Interestingly, although the bill arose in the midst of the Covid pandemic, it specifically excludes a "health pandemic" from the definition of "emergency condition." Rather, the primary author of the bill, Senator Maria Elena Durazo (District 24), emphasized: "As climate-related disasters increase in intensity and frequency, we must ensure our laws are adequate to protect vulnerable workers." The Senator then cited to a number of situations where workers were required to work under hazardous conditions: (1) domestic workers and gardeners who, during the Getty Fire, were required to continue working in Los Angeles evacuation zones; (2) agricultural workers in Sonoma County who were required to continue picking produce during the Atlas/Tubbs fires; (3) landscapers and housekeepers who were among that 23 lost and 167 injured in the 2018 Montecito debris flow; and (4) Amazon workers and delivery persons who were required to continue working during recent tornadoes in Illinois. According to Senator Durazo, the new law "would enhance workers' protections during natural disasters by providing clear requirements for employers during these emergencies."

Potential Impact of the New Law

One can easily foresee the potential issues raised by the new law, and its impact on employees and employers, as well as the courts. For example, issues will certainly arise as to whether a particular event or condition is considered an "emergency condition" which would trigger the law's protections and requirements. In particular, what is considered a "disaster" or "extreme peril to the safety of persons or property?" What is considered a "natural force?" Moreover, given the nature of the situations to which this law is intended to apply - urgent conditions - employers will find it difficult to timely assess the situation without the assistance of counsel and will need to depend on the judgment and training of lower-level managers to adequately respond in such situations, risking liability.
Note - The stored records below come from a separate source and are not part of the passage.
PR #1704, opened 2026-05-14
cluster-provision: Switch CRI-O 1.36 to stable repository

lyarwood:
CRI-O 1.36 stable has been released. Switch the k8s 1.36
provisioning from the prerelease openSUSE OBS repository to the
stable GCS mirror, matching the pattern used by 1.34 and 1.35.

Depends on https://github.com/kubevirt/project-infra/pull/5062 to
populate the GCS mirror with the stable CRI-O 1.36 packages.

### DIFF
--- a/cluster-provision/k8s/1.36/k8s_provision.sh
+++ b/cluster-provision/k8s/1.36/k8s_provision.sh
@@ -68,10 +68,10 @@ function pull_container_retry() {
 
 export CRIO_VERSION=1.36
 cat << EOF >/etc/yum.repos.d/devel_kubic_libcontainers_stable_cri-o_${CRIO_VERSION}.repo
-[isv_cri-o_prerelease_v${CRIO_VERSION}]
-name=CRI-O v${CRIO_VERSION} (Prerelease) (rpm)
+[isv_cri-o_stable_v${CRIO_VERSION}]
+name=CRI-O v${CRIO_VERSION} (Stable) (rpm)
 type=rpm-md
-baseurl=https://download.opensuse.org/repositories/isv:/cri-o:/prerelease:/v${CRIO_VERSION}:/build/rpm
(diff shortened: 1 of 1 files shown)


cluster-provision/k8s/1.36/k8s_provision.sh
```diff
@@ -68,10 +68,10 @@ function pull_container_retry() {
 
 export CRIO_VERSION=1.36
 cat << EOF >/etc/yum.repos.d/devel_kubic_libcontainers_stable_cri-o_${CRIO_VERSION}.repo
-[isv_cri-o_prerelease_v${CRIO_VERSION}]
-name=CRI-O v${CRIO_VERSION} (Prerelease) (rpm)
+[isv_cri-o_stable_v${CRIO_VERSION}]
```
oshoval, line 71: Thanks,
might worth to have the 2 blocks, with a var that toggle between them 
stable/pre-release

since we need it every new release?

lyarwood: Thanks for the suggestion. I'd prefer to keep this implicit rather than adding a toggle — the switch from prerelease to stable is a one-time change per release and matches the pattern used by 1.34 and 1.35. The extra abstraction would add complexity for something that only happens once per k8s release.

Note this PR depends on https://github.com/kubevirt/project-infra/pull/5062 landing and the weekly mirror job running to populate the GCS mirror with stable CRI-O 1.36 packages. Marking as draft until then. The CI failures here are unrelated (VM boot flake on the required job, NBD issue on alpine).

oshoval: theoretically, it could check if a stable exists and use that, else use pre automatically
and then we never touch it 

but np

oshoval:
Thanks
/lgtm

oshoval:
btw how come we even need to mirror those CR-IO ?
it worked with the pre-release which wasn't mirrored,
i guess it is just a classic mirror in case the real is NA

brianmcarey (commented):
/approve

The "reasonable belief" requirement will certainly be the subject of dispute. What is considered a "real" danger of death or "serious" injury? Although the statute is written to apply an objective standard for an employee's reasonable belief, how will that standard apply to employees with certain susceptibilities, either physical or mental?

Since an employee is not required to provide advance notice of leaving unless "feasible," employers may be left vulnerable if an employee leaves work without notice. The policy could also result in abuse of no cell phone use policies, although one would hope the policy will only be raised in the event of a true emergency.

In this era of remote-working, is an employee's home considered a "workplace" or "worksite" and, furthermore, does the law apply to dangerous conditions at a remote-working employee's home even though no "order to evacuate" has been issued?

Will standard liability insurance policies provide coverage to employers for alleged violations of the law?

Undoubtedly, these questions and more will be decided by the courts, which will likely become inundated with cases alleging violations of the law - including class actions and PAGA claims - since violation of this law carries liability under the Private Attorneys General Act. Although employers are permitted a cure, it is not clear how one would "cure" a failure to let the employee leave, although adverse employment actions taken in retaliation may be "cured."